“好了好了,别吵了,快上课了,咱们走吧!”眼看我和琴姐越吵越凶,赵丽抓起床头的书,急忙拉我往外走。
快到门口时,琴姐在后面冷不丁的冒出一句:“你要倒霉了!”
“呵,谢谢提醒了!”我回头不屑地说道,可对上她眼睛的一霎那我后背一凉,那是一股极寒的阴狠,从琴姐的眼睛里一闪而过,让我有种错觉,站在那里看我的不是一个活人……
走出宿舍很远我心里还是瘆唠唠的,大白天的,一个大活人怎么会给人这种感觉?刚来宿舍时我就感觉到了不对劲,看来这琴姐真的不是表面那么简单,她的背后肯定藏着一些不为人所见的东西。
“怎么办?她肯定要找你麻烦了!我可听说了,和她吵过架的女生都莫名奇妙的退学了,也不知道她使了什么手段?”赵丽显得很不安。
“嗨,不用怕她!有招让她使去吧,我正好也想会会她!”我虽是这么说,心里却暗暗提高了警惕。真是郁闷,走到哪都遇见这类事,天生招鬼的命吗?
晚自习放了学,我见赵丽蹭到了谭军旁边,两个人不知道在聊什么,很开心的样子,我也没过去打扰,悄悄出了教室。

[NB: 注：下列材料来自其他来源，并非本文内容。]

PR #295, opened 2018-06-13
BLD: Display a helpful error message if setup.py detects an old Python version.

danielballan:


danielballan:
Tested with OSX system pip:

手里握着亮闪闪,围着学校溜达了一圈。学校的操场很大,南边是一条河,铁栅栏沿着河边围住,一角有个花园,凉亭、石桌、拱形门、一丛丛毛竹,白天看起来挺惬意,晚上因为没有路灯,黑咕隆咚的有些阴森,操场上倒是有不少人在跑步,可是那里好像一个人也没有。我悄悄朝那边走了过去,心里暗暗琢磨着琴姐那只黑猫的藏身之处。
就在我快要接近的凉亭的时候,一丛毛竹突然一晃,一阵沙沙声传来,虽然很细微,但也引起了我的怀疑,
我悄悄一步上前躲在柱子后面,微微探头望去。
那丛毛竹一晃之后便没了动静,由于枝叶茂密,也看不见那后面到底藏着什么东西,我摒住呼吸,就这样静静地守了能有一分钟,毛竹后面的那个东西还是没有出来。
握紧亮闪闪,壮了壮胆,心想过去看看,我刚迈出脚,就听几步之遥的河边突然扑通一声,就像有人跳河了一样,吓了我一哆嗦,不由得惊叫出声,而那丛毛竹唰地一晃,后面的那个东西好像是被惊跑了,可我连个影都没看着。
我急忙摸了过去,将几丛毛竹挨个踢了几脚,什么东西也没有,不过我有些怀疑,刚才躲在这里的,会不会就是琴姐的那只黑猫呢?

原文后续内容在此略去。